The particulars of this orchestrated plundering include allegations that Messrs. Palma, Harmon, and Haskett, while still employed by EPI-USE

  • Contacted Labyrinth about meeting to discuss “opportunities and possibilities.” (Pirate code for “we want to jump ship.”)
  • Solicited numerous employees of EPI-USE to “defect” to Labyrinth.
  • Discussed (via email) the legal recourse a company might have for “poaching or soliciting employees away from their current employer.”
  • Sent to their personal email accounts the resumes and personal contact data of 15 current EPI-USE employees.
  • Conducted a Teams meeting with those 15 employees for the purpose of discussing their mass defections to Labyrinth.
  • Notified clients of EPI-USE of their intention to join Labyrinth and that many other EPI-USE employees would be joining them.
  • Solicited EPI-USE clients to follow them to Labyrinth
  • Responded to a client inquiry about whether EPI-USE would have the resources needed to support the client, by stating “NO there are no other resources to fill these roles.”
  • Provided sample resignation letters, which 11 employees used to end their employment with EPI-USE before jumping ship to Labyrinth.

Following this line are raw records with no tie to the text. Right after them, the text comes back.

PR #11686, opened 2014-10-21
trying to resolve java.net.URISyntaxException (scraper)

ymatsuda:
Some of the annoying java.net.URISyntaxException are caused by 8 bit control characters in URL.
URISanitizer was not encoding 8 bit control characters properly.

@eishay @raymondng


raymondng:
lgtm

PR #11769, opened 2014-10-23
wire-up connectOptionView

raymondng:
2 cases (when email matches some kifi user):
- sui cannot be found 
- sui found but no associated user 

we then present the same page the old endpoint does (`connectOptionView`)

@andrewconner please take a look. don't merge yet.

### DIFF
--- a/kifi-backend/modules/shoebox/app/com/keepit/controllers/core/AuthHelper.scala
+++ b/kifi-backend/modules/shoebox/app/com/keepit/controllers/core/AuthHelper.scala
@@ -63,9 +63,26 @@ class AuthHelper @Inject() (
     libraryCommander: LibraryCommander,
     userCommander: UserCommander,
     heimdalContextBuilder: HeimdalContextBuilderFactory,
-    secureSocialClientIds: SecureSocialClientIds,
+    implicit val secureSocialClientIds: SecureSocialClientIds,
     resetPasswordEmailSender: ResetPasswordEmailSender,
     fortytwoConfig: FortyTwoConfig) extends HeaderNames with Results with Status with Logging {
+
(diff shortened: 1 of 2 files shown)


kifi-backend/modules/shoebox/app/com/keepit/controllers/core/AuthHelper.scala
```diff
@@ -453,27 +470,33 @@ class AuthHelper @Inject() (
...
-                  val saved = UserService.save(UserIdentity(None, filledUser.copy(oAuth2Info = Some(oauth2InfoNew)), allowSignup = false))
-                  log.info(s"[accessTokenSignup($providerName)] created social user: $saved")
-                  Authenticator.create(saved).fold(
-                    error => throw error,
-                    authenticator =>
-                      Ok(Json.obj("code" -> "continue_signup", "sessionId" -> authenticator.id))
-                        .withSession(request.session - SecureSocial.OriginalUrlKey - IdentityProvider.SessionId - OAuth1Provider.CacheKey)
-                        .withCookies(authenticator.toCookie)
-                  )
+                  if (emailAddressMatchesSomeKifiUser(filledUser)) Ok(connectOptionView(filledUser))
```
andrewconner, line 473: This is a JSON API. HTML will just confuse the parser.

raymondng, line 473: Yeah I was wondering whether that'd work. Should I just send a code and let client handle it?

raymondng, line 473: Ok. code + uri for now. May need a new route. Closing.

The three executives are alleged to have done all of this, and more, while working for and getting paid by EPI-USE. That’s some serious chutzpah! (Not a pirate term).

Repelling the pirates

According to the lawsuit, the three executives are alleged to have signed employment contracts with EPI-USE that complied with Georgia law and included provisions

  • Prohibiting them from using or disclosing EPI-USE’s confidential information.
  • Requiring them to return EPI-USE’s property upon termination of employment.
  • Prohibiting them, during their employment and for a period of one year thereafter, from soliciting or attempting to solicit business from EPI-USE clients with whom they had material contact during their employment.
  • Prohibiting them, during their employment and for a period of one year thereafter, from recruiting or hiring, or attempting to recruit or hire, any active EPI-USE employees with whom they had material contact during their employment.
  • Agreeing that their employment contracts would be construed according to the laws of Georgia.

It will be interesting to see whether EPI-USE is able to capture and punish the pirates who attempted to plunder the company and take its clients and employees as prizes.

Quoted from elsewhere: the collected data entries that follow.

PR #11770, opened 2014-10-23
Fix issues with mini hover cards and refactor fetch and follow/unfollow events

yipingliao:
@andrewconner @stkem cc @ahsu1230 

I started working on the mini-hover card following and ended up with a medium-sized pull that fixes the following things:
(1) Address code review comments in https://github.com/kifi/keepit/pull/11753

Is your ship ready for battle?

The fact that these three “pirates” are alleged to have done these things while still employed by EPI-USE opens them up to a variety of common law claims that are not dependent on the terms of any employment contract.

But not all pirates are as brazen as these three are alleged to have been, and many will avoid engaging in overtly disloyal acts while still employed.

If you needed to do battle with pirates for the treasure that is your business, wouldn’t you want all your cannons loaded and ready for action?

If so, and if you do not have employees sign employment agreements with prohibitions like those described above, you need to think long and hard about changing course.

If your employees do sign employment agreements with such prohibitions, when is the last time you checked to confirm that that they comply with the current law(s) of the state(s) in which you might need enforce them?

Enforcement of restrictive covenants in employment contracts is largely a function of state law; especially since the ban on non-competes by the Federal Trade Commission was blocked by a court and may not be resurrected by the current administration.  

Regardless of whether you employ 15 employees, or 15,000, if the Jolly Roger appears on your horizon it could plunder your business. Are you prepared to take it back?